• **WORK INSTRUCTION**
Set down all of the data exactly as it appears.
--------------------------------
PR #169, opened 2020-09-17
4dot0 macos testing

KyleTryon:
Support macos integration testing


KyleTryon:
pushing to do more work.

Issue #77, opened 2019-08-27
[Question / Request] Tokens / multiple channels


timothyclarke:
I'm wanting to send slack messages to different teams in different channels. 

It looks like a web hook is linked to a specific channel. Is there any way to use a token and then specify the channel?

https://get.slack.help/hc/en-gb/articles/215770388-Create-and-regenerate-API-tokens

KyleTryon:
Hello @timothyclarke At the moment we don't support multiple webhooks as a parameter but I would be willing to take that as a feature request. At the moment I believe the best way to do this would to be to call the command twice, each with the different webhook value.

kamontat:
I will try this. Maybe we can change to use apps token instead? for multiple channels in slack?

timothyclarke:
Just to give this some more context. I'm not talking about 2 channels. I'm talking closer to 10. 

As builds go into DEV environments the appropriate team needs to know. 
We're using micro services/ containers so as a build / container progress through the various environments to Production different teams should be aware. Eg QA

gmemstr:
I wonder if [contexts](https://circleci.com/docs/2.0/contexts/) would help in this scenario.

timothyclarke:
I think this one was solved with Orb version 3.4.0  (which introduced the `channel` param).  I'll test and if so will close this

KyleTryon:
So, I was looking into this specifically for the new version of the slack orb (version 4.0.0) due to be released next week, however I did not include the channel parameter because of this: 
![image](https://user-images.githubusercontent.com/33272306/93779013-7dd62680-fbf4-11ea-9868-cc9177448498.png)
https://api.slack.com/messaging/webhooks

What I would recommend is creating separate webhooks for each channel and save the env vars separately in CircleCI (which could be done with contexts if desired) and when calling the orb, you can pass the channel to the webhook parameter.

```
slack/notify:
  webhook: $SLACK_CHANNEL_1
```

timothyclarke:
@KyleTryon Thanks. One of the issues I'm trying to address is that multiple (currently 2) teams / channels want to be notified of Production releases.  
* Development teams manage their own builds / deployments and have a slack channel they want notified
* There is another channel which includes the service desk and various other managers who *need* to know

Running a running a step twice with different inputs isn't an issue, running multiple jobs just for notifications become a little tedious. 
Parsing multiple webhooks also feels wrong

timothyclarke:
[...]

PR #170, opened 2020-09-21
Switched from webhook to oauth token to allow channel customization

timothyclarke:
I've got to update the documentation

This addresses https://github.com/CircleCI-Public/slack-orb/issues/77

 I've switched the code to use the app's oauth token as there is no longer a webhook I've defaulted the channel to `#general` as as it's the only one I can guarantee would be available in slack, so channel is effectively a mandatory field. 

The code has switched but I haven't amended the documentation. As this is a breaking change I'd like to get some feedback before I send time on the documentation. 
Please let me know if you'd be likely to accept this PR (and I'll go through the documentation), or if this is not a direction you want to take (and we can close this PR). 

### Checklist

### DIFF
--- a/src/commands/approval.yml
+++ b/src/commands/approval.yml
@@ -1,10 +1,11 @@
 description: Send a notification that a manual approval job is ready
 
 parameters:
-  webhook:
-    description: Enter either your Webhook value or use the CircleCI UI to add your token under the 'SLACK_WEBHOOK' env var
+  oauth_token:
     type: string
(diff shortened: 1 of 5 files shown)


timothyclarke:
This is primarily an example in code. I'm happy to rework it off https://github.com/CircleCI-Public/slack-orb/pull/160 if you would prefer

timothyclarke:
Code should be in V4

Issue #194, opened 2020-10-16
Update Docs: `@` mention Slack App in channel required permissions


JohnMahowald:
## Describe Request:
Requesting an update to the setup wiki documentation, and potentially an update to the notify.sh script.

I recently was integrating CircleCi with the slack orb. The [setup documentation](https://github.com/CircleCI-Public/slack-orb/wiki/Setup) is missing a critical step where an installing user must *add their newly created application to the channels it will notify*.

This was particularly hard to debug, because of the `> /dev/null` at the end of this line of the `notify.sh` script.

https://github.com/CircleCI-Public/slack-orb/blob/master/src/scripts/notify.sh#L41

It may make sense to remove the `> /dev/null` the response of the `notify` curl request to help developers in the future reading the CI console output. I'll put together a PR in the event that is useful.

Thanks!

## Examples:

Here is an example of a potential addition to the documentation:
https://github.com/JohnMahowald/slack-orb/wiki/Setup

## Supporting Documentation Links:
https://github.com/CircleCI-Public/slack-orb/blob/master/src/scripts/notify.sh#L41
https://github.com/JohnMahowald/slack-orb/wiki/Setup

EDIT: created a pr - https://github.com/CircleCI-Public/slack-orb/pull/195

JohnMahowald:
@KyleTryon 👆🙏👊

gmemstr:
I feel the more correct way around this is to add the `chat:write.public` permission to the bot, rather than requiring an invite to each channel.

KyleTryon:
@JohnMahowald I would love to know if this did not work for you as intended. When creating your application, was the `chat:write` scope given to the OAuth token? 
https://github.com/CircleCI-Public/slack-orb/wiki/Setup#2-permissions

https://api.slack.com/scopes/chat:write

As a bot, I believe this should give it access to post in any non-private channel.

JohnMahowald:
@KyleTryon 

I created the application with the prescribed scopes. Here is a screenshot from the app I created:
<img width="708" alt="Slack_API__Applications___Wednesday_Slack" src="https://user-images.githubusercontent.com/4701587/96299409-e1abff00-0fa8-11eb-9e42-73198b61f2c0.png">

After some debugging, I found the response I was getting from the `chat.postMessage` api was
```
{
    "ok": false,
    "error": "not_in_channel"
}
```
I `@` mentioned my new App in the group, sent an invitation, and then was able to get a success response.

[...]

PR #195, opened 2020-10-16
[feat] include curl response in CI output [semver:patch]

JohnMahowald:
See https://github.com/CircleCI-Public/slack-orb/issues/194

I found it challenging to debug the permission issues I experienced when integrating with the `slack-orb` notify command. I believe including the `curl` output in the console, or parsing the response and showing a helpful error  in the CI console may be worth considering.

Lemme know what you think. Many thanks 🙏

### DIFF
--- a/src/scripts/notify.sh
+++ b/src/scripts/notify.sh
@@ -38,7 +38,7 @@ PostToSlack() {
         curl -s -f -X POST -H 'Content-type: application/json' \
         -H "Authorization: Bearer $SLACK_ACCESS_TOKEN" \
         --data \
-        "$SLACK_MSG_BODY" https://slack.com/api/chat.postMessage > /dev/null
+        "$SLACK_MSG_BODY" https://slack.com/api/chat.postMessage | jq '{ok: .ok, error: .error}'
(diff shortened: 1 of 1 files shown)


gmemstr:
I definitely think this is worth adding, but the response from Slack can be a bit verbose - we can probably take advantage of `jq`, which is already installed, to pretty print relevant parts of the response.

JohnMahowald:
@gmemstr Thanks for the recommendation. I was feeling a little lazy and didn't want to learn how to use `jq` 🤫

Anyhow, have a look and let me know what you think. Here are the expected outputs:

Success:
```
{
  "ok": true,
  "error": null
}
```

Error:
```
{
  "ok": false,
  "error": "not_in_channel"
}
```

gmemstr:
Looks good to me - @KyleTryon would love your :eyes: regarding the formatting.

KyleTryon:
That looks great 👍  I think it's a great addition that keeps the output clean but improves the usefulness. Approving this for a patch update.

KyleTryon (approved):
--------------------------------
• **THE ANSWER**
PR #169, opened 2020-09-17
4dot0 macos testing

KyleTryon:
Support macos integration testing


KyleTryon:
pushing to do more work.

Issue #77, opened 2019-08-27
[Question / Request] Tokens / multiple channels


timothyclarke:
I'm wanting to send slack messages to different teams in different channels. 

It looks like a web hook is linked to a specific channel. Is there any way to use a token and then specify the channel?

https://get.slack.help/hc/en-gb/articles/215770388-Create-and-regenerate-API-tokens

KyleTryon:
Hello @timothyclarke At the moment we don't support multiple webhooks as a parameter but I would be willing to take that as a feature request. At the moment I believe the best way to do this would to be to call the command twice, each with the different webhook value.

kamontat:
I will try this. Maybe we can change to use apps token instead? for multiple channels in slack?

timothyclarke:
Just to give this some more context. I'm not talking about 2 channels. I'm talking closer to 10. 

As builds go into DEV environments the appropriate team needs to know. 
We're using micro services/ containers so as a build / container progress through the various environments to Production different teams should be aware. Eg QA

gmemstr:
I wonder if [contexts](https://circleci.com/docs/2.0/contexts/) would help in this scenario.

timothyclarke:
I think this one was solved with Orb version 3.4.0  (which introduced the `channel` param).  I'll test and if so will close this

KyleTryon:
So, I was looking into this specifically for the new version of the slack orb (version 4.0.0) due to be released next week, however I did not include the channel parameter because of this: 
![image](https://user-images.githubusercontent.com/33272306/93779013-7dd62680-fbf4-11ea-9868-cc9177448498.png)
https://api.slack.com/messaging/webhooks

What I would recommend is creating separate webhooks for each channel and save the env vars separately in CircleCI (which could be done with contexts if desired) and when calling the orb, you can pass the channel to the webhook parameter.

```
slack/notify:
  webhook: $SLACK_CHANNEL_1
```

timothyclarke:
@KyleTryon Thanks. One of the issues I'm trying to address is that multiple (currently 2) teams / channels want to be notified of Production releases.  
* Development teams manage their own builds / deployments and have a slack channel they want notified
* There is another channel which includes the service desk and various other managers who *need* to know

Running a running a step twice with different inputs isn't an issue, running multiple jobs just for notifications become a little tedious. 
Parsing multiple webhooks also feels wrong

timothyclarke:
[...]

PR #170, opened 2020-09-21
Switched from webhook to oauth token to allow channel customization

timothyclarke:
I've got to update the documentation

This addresses https://github.com/CircleCI-Public/slack-orb/issues/77

 I've switched the code to use the app's oauth token as there is no longer a webhook I've defaulted the channel to `#general` as as it's the only one I can guarantee would be available in slack, so channel is effectively a mandatory field. 

The code has switched but I haven't amended the documentation. As this is a breaking change I'd like to get some feedback before I send time on the documentation. 
Please let me know if you'd be likely to accept this PR (and I'll go through the documentation), or if this is not a direction you want to take (and we can close this PR). 

### Checklist

### DIFF
--- a/src/commands/approval.yml
+++ b/src/commands/approval.yml
@@ -1,10 +1,11 @@
 description: Send a notification that a manual approval job is ready
 
 parameters:
-  webhook:
-    description: Enter either your Webhook value or use the CircleCI UI to add your token under the 'SLACK_WEBHOOK' env var
+  oauth_token:
     type: string
(diff shortened: 1 of 5 files shown)


timothyclarke:
This is primarily an example in code. I'm happy to rework it off https://github.com/CircleCI-Public/slack-orb/pull/160 if you would prefer

timothyclarke:
Code should be in V4

Issue #194, opened 2020-10-16
Update Docs: `@` mention Slack App in channel required permissions


JohnMahowald:
## Describe Request:
Requesting an update to the setup wiki documentation, and potentially an update to the notify.sh script.

I recently was integrating CircleCi with the slack orb. The [setup documentation](https://github.com/CircleCI-Public/slack-orb/wiki/Setup) is missing a critical step where an installing user must *add their newly created application to the channels it will notify*.

This was particularly hard to debug, because of the `> /dev/null` at the end of this line of the `notify.sh` script.

https://github.com/CircleCI-Public/slack-orb/blob/master/src/scripts/notify.sh#L41

It may make sense to remove the `> /dev/null` the response of the `notify` curl request to help developers in the future reading the CI console output. I'll put together a PR in the event that is useful.

Thanks!

## Examples:

Here is an example of a potential addition to the documentation:
https://github.com/JohnMahowald/slack-orb/wiki/Setup

## Supporting Documentation Links:
https://github.com/CircleCI-Public/slack-orb/blob/master/src/scripts/notify.sh#L41
https://github.com/JohnMahowald/slack-orb/wiki/Setup

EDIT: created a pr - https://github.com/CircleCI-Public/slack-orb/pull/195

JohnMahowald:
@KyleTryon 👆🙏👊

gmemstr:
I feel the more correct way around this is to add the `chat:write.public` permission to the bot, rather than requiring an invite to each channel.

KyleTryon:
@JohnMahowald I would love to know if this did not work for you as intended. When creating your application, was the `chat:write` scope given to the OAuth token? 
https://github.com/CircleCI-Public/slack-orb/wiki/Setup#2-permissions

https://api.slack.com/scopes/chat:write

As a bot, I believe this should give it access to post in any non-private channel.

JohnMahowald:
@KyleTryon 

I created the application with the prescribed scopes. Here is a screenshot from the app I created:
<img width="708" alt="Slack_API__Applications___Wednesday_Slack" src="https://user-images.githubusercontent.com/4701587/96299409-e1abff00-0fa8-11eb-9e42-73198b61f2c0.png">

After some debugging, I found the response I was getting from the `chat.postMessage` api was
```
{
    "ok": false,
    "error": "not_in_channel"
}
```
I `@` mentioned my new App in the group, sent an invitation, and then was able to get a success response.

[...]

PR #195, opened 2020-10-16
[feat] include curl response in CI output [semver:patch]

JohnMahowald:
See https://github.com/CircleCI-Public/slack-orb/issues/194

I found it challenging to debug the permission issues I experienced when integrating with the `slack-orb` notify command. I believe including the `curl` output in the console, or parsing the response and showing a helpful error  in the CI console may be worth considering.

Lemme know what you think. Many thanks 🙏

### DIFF
--- a/src/scripts/notify.sh
+++ b/src/scripts/notify.sh
@@ -38,7 +38,7 @@ PostToSlack() {
         curl -s -f -X POST -H 'Content-type: application/json' \
         -H "Authorization: Bearer $SLACK_ACCESS_TOKEN" \
         --data \
-        "$SLACK_MSG_BODY" https://slack.com/api/chat.postMessage > /dev/null
+        "$SLACK_MSG_BODY" https://slack.com/api/chat.postMessage | jq '{ok: .ok, error: .error}'
(diff shortened: 1 of 1 files shown)


gmemstr:
I definitely think this is worth adding, but the response from Slack can be a bit verbose - we can probably take advantage of `jq`, which is already installed, to pretty print relevant parts of the response.

JohnMahowald:
@gmemstr Thanks for the recommendation. I was feeling a little lazy and didn't want to learn how to use `jq` 🤫

Anyhow, have a look and let me know what you think. Here are the expected outputs:

Success:
```
{
  "ok": true,
  "error": null
}
```

Error:
```
{
  "ok": false,
  "error": "not_in_channel"
}
```

gmemstr:
Looks good to me - @KyleTryon would love your :eyes: regarding the formatting.

KyleTryon:
That looks great 👍  I think it's a great addition that keeps the output clean but improves the usefulness. Approving this for a patch update.

KyleTryon (approved):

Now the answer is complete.